The Royal Bengal is the most protected animal in India and its population is booming, but missing tigers are the weakest link in the conservation success story.
There’s hardly any mechanism to monitor tigers that have strayed out of their designated habitat. The flaw keeps drifters out of the loop and the forest officials have no clue about them.
Among the missing tigers in recent times was Ookhan of Tadoba-Andhari in Maharashtra. He was found this March at a place about 100km away from where he was spotted last almost four years ago.
The photograph taken in 2013 helped track the seven-year-old male. Stripe patterns are unique to every tiger and that is their identity marker.
Ookhan is a lucky break on a long list of tigers that went missing and never found.

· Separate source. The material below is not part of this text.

PR #2970, opened 2022-03-30
add useMemo to fix infinite request loop in various hooks

denisdimitrov:
The problem was in the `{}` syntax that was passed to `useLiveCollection`. It was creating a new object reference on each re-render and forcing the `useLiveCollection` hook to retrigger. Also the `parseCollectionQueryOptions` was creating a new reference as well, and forcing the `useEffect` to retrigger and subscribe/unsubscribe.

The Maharashtra forest department has yet to trace Jai, the iconic tiger of Nagpur’s Umred Karhandla wildlife sanctuary, who went missing on April 18, 2016.
A year later, and after searches across Maharashtra, Andhra Pradesh and Telangana, forest officials have no clue if the animal with a radio collar around its neck is alive or dead.
Ookhan or Jai are not stray cases. It is quite common in the wild for dominant tigers occupying the rich prey base to push out the weaker ones to the hinterland.
A tiger’s territory range from 10 to 12 square km, and the number of tigers moving out to different zones for food and water has increased recently with their population rising on the back of conservation efforts.